The page identification rules and phrase model we developed in the Republic project are specific for the Resolutions of the States General, but the general method is reusable. Many large-scale resources have an internal structure that was created to enhance accessibility. Often, they were part of an information system designed for an analog, or ‘paper’ age, but it pays off to devise ways to transfer this to a digital equivalent. Devices like indexes contain a wealth of information about a resource, its context and its use. In many official resources corpus-specific phrases are used that may be categorized and used for searching. As there is often a degree of variation, the extraction process requires fuzzy searching and matching. Our fuzzy searching module is configurable, with matching thresholds that can be adapted to the peculiarities of the corpus or even to specific parts of the corpus. Fuzzy searching can also help to overcome the limitations of inaccurate OCR and HTR.

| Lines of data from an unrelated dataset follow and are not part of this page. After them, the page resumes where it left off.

PR #1460, opened 2023-03-22
Add failback for decryption error in info interface

qianyun210603:
Due to the persistent failure of `info` property of `Ticker`s due to decryption error of yahoo finance web pages, I added a failback to get some information from unofficial api `https://query1.finance.yahoo.com/v7/finance/quote`. which can get the ticker short/long name, listed date, exchange, timezone etc.

Also did some refactoring of `base.py` and `data.py`:
- merge duplicate imports;
- remove unused local variables
- fix some (potential) reference before defined error
- reformatting using black.


qianyun210603:
@ValueRaider This makes sense. I removed all reformatting and created a new PR #1461 for easy review. Thanks.

Issue #1399, opened 2023-02-05
Ticker.get_isin method does not work with proxy 


vidalmarco:
I spent some time on debugging the get_isin method after having applied `hotfix/proxy` (see also #1387)

After some failures (always getting HTTPS Tunnel 407 failure) I've tried to test it via curl.

**First** (as generated by get_isin)
`curl -x 10.xx.xxx.xx:pppp https://markets.businessinsider.com/ajax/SearchController_Suggest?query=IBM`
curl: (56) Received HTTP code 407 from proxy after CONNECT

**Second** (specify a user)
`curl -x 10.xx.xxx.xx:pppp https://markets.businessinsider.com/ajax/SearchController_Suggest?query=IBM -U <my_username>`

Beyond the Republic project, we have used this approach for a number of projects. For example, we have used it for books with medieval charters, in which the standard charter structure allows us to date the 17,000 historical place names mentioned in those charters and use them as place name attestations in historical gazetteers. Another example is the standard structure of advertisements of auctions in 18th century Dutch newspapers, in which brokers, auction date and venue and the auctioned goods can be extracted with a simple phrase model despite high character error rates.

A limitation of our method is that it does not work out-of-the-box but requires a corpus-specific phrase model, as existing information systems and structures are specific to the resource and require information extraction techniques to be adapted to corpus. This requires an iterative approach in which the models will be evaluated and refined. Standard phrases occur in many corpora, but they are usually corpus-specific. Furthermore, even this approach requires a minimum quality of text recognition to have enough contextual information for recognizing phrases.

Our method is still in development, but we think it is possible to make a toolkit with components that are relevant and reusable for many corpora. For different corpora, using the toolkit will be a matter of tuning the components. However, this must be done programmatically; we think that using an approach using just graphical user interfaces would obscure too many of the features and the implications of tuning. For evaluation of intermediate results in the iterative process, however, existing tools can be used.